The part I can’t assess from a public read: the maintenance side. Training-layer signals come from historical press. Retrieval-layer signals come from fresh press. The AI lens pulls the freshest sources first when generating answers about the current state. You can’t tell from outside whether the cadence and brief format are serving the AI lens correctly right now, and that’s the kind of question the deeper diagnostic work would surface.
The framing point this illustrates: at L2, the SEO lens and the AI lens can both read strongly while pointing at different things. SEO reads link equity. AI reads brand-to-attribute associations in training data. Same press placements, different cargo extracted.
L3 — Category Citation
Publicly observable: Genuinely strong and verifiable in real time.
L3 is the layer where you can do the most useful public verification, and it’s also the layer where the work Kraken has done becomes most visible.

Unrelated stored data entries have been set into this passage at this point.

Issue #2072, opened 2022-03-11
Change installer imagePullPolicy to `Always`


Yikun:
#### What would you like to be added:
Change installer imagePullPolicy to `Always`

#### Why is this needed:
We doc installer in https://volcano.sh/en/docs/installation/ ,

We'd better use the always download images for users who want to use latest volcano

Yikun:
We'd better add a `volcano-latest.yaml`  with `Always` to make sure users download new latest images.

PR #2073, opened 2022-03-11
Add a new `volcano-latest.yaml` with `Always` imagePullPolicy

Yikun:
Add a new `volcano-latest.yaml` for users want to always use remote new latest image.

#### Why is this needed:
some users want to always use remote new latest image.

Signed-off-by: Yikun Jiang <yikunkero@gmail.com>

#### How to test?
```
make update-development-yaml
# To make sure only policy replaced by Always
diff installer/volcano-latest-arm64.yaml installer/volcano-development-arm64.yaml
diff installer/volcano-latest.yaml installer/volcano-development.yaml
```
Closes: https://github.com/volcano-sh/volcano/issues/2072

### DIFF
--- a/Makefile
+++ b/Makefile
@@ -199,4 +199,8 @@ update-development-yaml:
 	make generate-yaml TAG=latest RELEASE_DIR=installer
 	cp installer/volcano-latest.yaml installer/volcano-development-arm64.yaml
 	sed -r -i 's#(.*)image:([^:]*):(.*)#\1image:\2-arm64:\3#'  installer/volcano-development-arm64.yaml
-	mv installer/volcano-latest.yaml installer/volcano-development.yaml
+	cp installer/volcano-latest.yaml installer/volcano-development.yaml
+	sed -i 's/PullPolicy: IfNotPresent/PullPolicy: Always/g' installer/volcano-latest.yaml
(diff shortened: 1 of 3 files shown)


Yikun:
This change is not enough, because CI are using `IfNotPresent` image policy to make sure latest are using latest PR to test.

Yikun:
We'd better add a `volcano-latest.yaml` with `Always` to make sure users download latest images.

And keep the `volcano-developer.yaml` as current behavior to keep same UX for developer.

Yikun:
cc @hwdef could you take a look I think you are very familar with this.

Also cc @Thor-wl @william-wang How about this? Add a new yaml, and still keep origin one for developers and CI.

hwdef:
I think it is also good to keep only one file. Because the tag is `latest`, user want to use latest images. And because image is layered, very little traffic is generated if the mirror has not changed.

It would also work if you want to save two files, but I recommend adding documentation explaining how the two files are different

Yikun:
@hwdef 
- dev suffix yaml is for developers and CI, dev can use

```
TAG: latest make images
k apply dev.yml
```

to validate dev work.

- latest suffix yaml is for users, they always want to download latest published images.

Yep, we need doc, latest.yml will be shown in website, dev.yml will be shown in developer doc.

PR #2081, opened 2022-03-13
[cherry-pick]fix the driver pod can not be created due to unreasonable admit

wpeng102:


william-wang (approved):
/lgtm

Issue #2088, opened 2022-03-15
Admission MutatingWebhook will influence  kubectl creating pod performance


berlinsaint:
volcano 1.2-> 1.5

Because of some reason, we can't  use volcano admission default config.

we change the yaml to this:

![image](https://user-images.githubusercontent.com/10629930/158293999-a7de50fe-05d7-43e7-b3e8-1b57a2d91876.png)

and will generate the mutating config:

![image](https://user-images.githubusercontent.com/10629930/158294088-a9aa98e2-4b04-4633-a37b-6d91e926b683.png)

when creating any pod ; it will call the webhook:
admission component have this log:

![image](https://user-images.githubusercontent.com/10629930/158294158-663b76f1-3f8d-4a61-92bf-ded317d185f6.png)

and creating process will have  [kubectl  create pod  very slow ] 30s delay

FengXingYuXin:
It looks like your caBundle is bad? and your MutatingWebhookConfiguration's resources is pods, so it makes effect when you create pods in any ways.

berlinsaint:
> It looks like your caBundle is bad? and your MutatingWebhookConfiguration's resources is pods, so it makes effect when you create pods in any ways.

yes  and i have fix them here: https://github.com/berlinsaint/volcano/commit/ee239b086ad56f33beb0a43ec780bf8e349d7a09

PR #2089, opened 2022-03-15
fix: fix admission not support ip address which will cause ssl error.…

berlinsaint:
Fix [issue](https://github.com/volcano-sh/volcano/issues/2088)

Signed-off-by: maybaby <berlinsaint@126.com>

### DIFF
--- a/installer/dockerfile/webhook-manager/gen-admission-secret.sh
+++ b/installer/dockerfile/webhook-manager/gen-admission-secret.sh
@@ -16,6 +16,7 @@ The following flags are required.
        --service          Service name of webhook.
        --namespace        Namespace where webhook service and secret reside.
        --secret           Secret name for CA certificate and server certificate/key pair.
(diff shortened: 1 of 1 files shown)


hzxuzhonghu:
IP is not a good practice as the pod can be down/up dynamically. Do you want to generate certificates dynamically?

berlinsaint:
> IP is not a good practice as the pod can be down/up dynamically. Do you want to generate certificates dynamically?
yes but our ip is vip , there are some cases that we we can't use svc as i point at the issue.  our kube master is on another main kube cluster, so they can't callback the sub kubecluster's svc

berlinsaint:
> IP is not a good practice as the pod can be down/up dynamically. Do you want to generate certificates dynamically?

And i think  this pr is just a small support for the ips, you see that choices is optional, not required

hzxuzhonghu:
Kind of understanding your k8s cluster, that means in your scene, native webhook can not be used.  Looks it make sense.

PR #2094, opened 2022-03-16
add tool functions BuildBestEffortPod and BuildPodWithPriority

Thor-wl:
The tool functions will be used in the UT of shuffle action. 
Ref: https://github.com/volcano-sh/volcano/pull/2099/files

### DIFF
--- a/pkg/scheduler/util/test_utils.go
+++ b/pkg/scheduler/util/test_utils.go
@@ -68,8 +68,8 @@ func BuildNode(name string, alloc v1.ResourceList, labels map[string]string) *v1
 	}
 }
 
-// BuildPod builts Pod object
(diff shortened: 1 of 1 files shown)


shinytang6 (commented):
why not include this pr in https://github.com/volcano-sh/volcano/pull/2099?

Thor-wl:
> why not include this pr in #2099?

I also suggest like that. @k82cn advised to separate the whole PR into different small functions in order to have a good glimpse of the code for reviewer. I think that is also reasonable. These PRs should be merged beferore shuffle action so that that PR can pass the CI.

k82cn:
> I also suggest like that. @k82cn advised to separate the whole PR into different small functions in order to have a good glimpse of the code for reviewer.

My suggstion is to create two PRs, one for action, the other for plugins; and those two PRs should not have dependency with each other :)

PR #2095, opened 2022-03-16
Support executing registered functions registered in plugins regularly

Thor-wl:
This function will judge whether the functions registered in plugins should be executed currently, which is useful in scenarios such as rescheduling. This feature has already been used in rescheduling plugin. 
Ref: https://github.com/volcano-sh/volcano/pull/2098/files

### DIFF
--- a/pkg/scheduler/util/scheduler_helper.go
+++ b/pkg/scheduler/util/scheduler_helper.go
@@ -23,6 +23,7 @@ import (
 	"math/rand"
 	"sort"
 	"sync"
+	"time"
 
 	"k8s.io/client-go/util/workqueue"
 	"k8s.io/klog"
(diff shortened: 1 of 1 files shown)


pkg/scheduler/util/scheduler_helper.go
```diff
@@ -39,8 +40,23 @@ var lastProcessedNodeIndex int
 // Reservation is used to record target job and locked nodes
 var Reservation *ResourceReservation
 
+// FnsLastExecTime records the last execution time of functions registering in the plugins and executing periodically
+var FnsLastExecTime map[string]time.Time
+
 func init() {
 	Reservation = NewResourceReservation()
+	FnsLastExecTime = make(map[string]time.Time)
```
k82cn, line 48: How to register `an exectTimeFn`?

PR #2915, opened 2023-06-15
add installCRDs varible

lengrongfu:
add `installCRDs` to helm values.yaml file, if set `true`, CRD resources will be installed as part of the Helm chart. if set `false`, CRD resources will be not as part of the Helm chart.


lowang-bh:
which scenario needs this feature? In my opinion, most of those CRDs are necessary and volcano cannot works without crds

william-wang:
> 



> It is mainly used to skip the installation of crd during helm upgrade.

@lengrongfu What's the reason of skipping the crd installation during helm upgrade?  The reinstallation CRD impacts the running workload?

PR #2916, opened 2023-06-15
Refactor PredicateFn for allocate and preempt actions

wangyang0616:
fix: [#2739](https://github.com/volcano-sh/volcano/issues/2739)

## Problem phenomenon:
Related issue: [Reclaim is not working with GPUSharingEnable if resource used is volcano.sh/gpu-memory #2739](https://github.com/volcano-sh/volcano/issues/2739)

Submit low-priority jobs to occupy all the GPU resources of the cluster, and submit high-priority jobs to request GPU resources.
- **Expectation:** High-priority jobs trigger preemption and run successfully, while some low-priority jobs are evicted and become pending;
- **Actual result:** The high-priority job does not trigger the preemption action and remains in the pending state;

## problem causes:
The scheduling process requires advanced node filtering and then optimization. The corresponding processes in Volcano are predicate and nodeorder, and preemption also needs to go through these two stages. In the predicate stage, each plug-in will be called to implement predicateFn to filter nodes. If a plug-in judges that the node does not meet the scheduling requirements and returns an error, the node will be filtered out.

The category question at L3 is simple: when someone asks an AI, “What’s the best crypto exchange,” does Kraken show up?
The answer is yes, repeatedly, across most of the major platforms. And the reason you can observe this from outside is that the editorial coverage of “best crypto exchanges” listicles is dense with Kraken mentions. I just ran a search for “best crypto exchanges 2026” and saw Money.com naming them “Best Crypto Exchange Overall for March 2026.” Koinly lists them in their top 10 for U.S. exchanges. Yahoo Finance features them. Most of the major comparison content puts Kraken in the top 3-5 of any “best of” list in the category.
From the SEO lens, this is standard digital PR — editorial mentions on high-authority sites producing link equity and brand authority for category queries.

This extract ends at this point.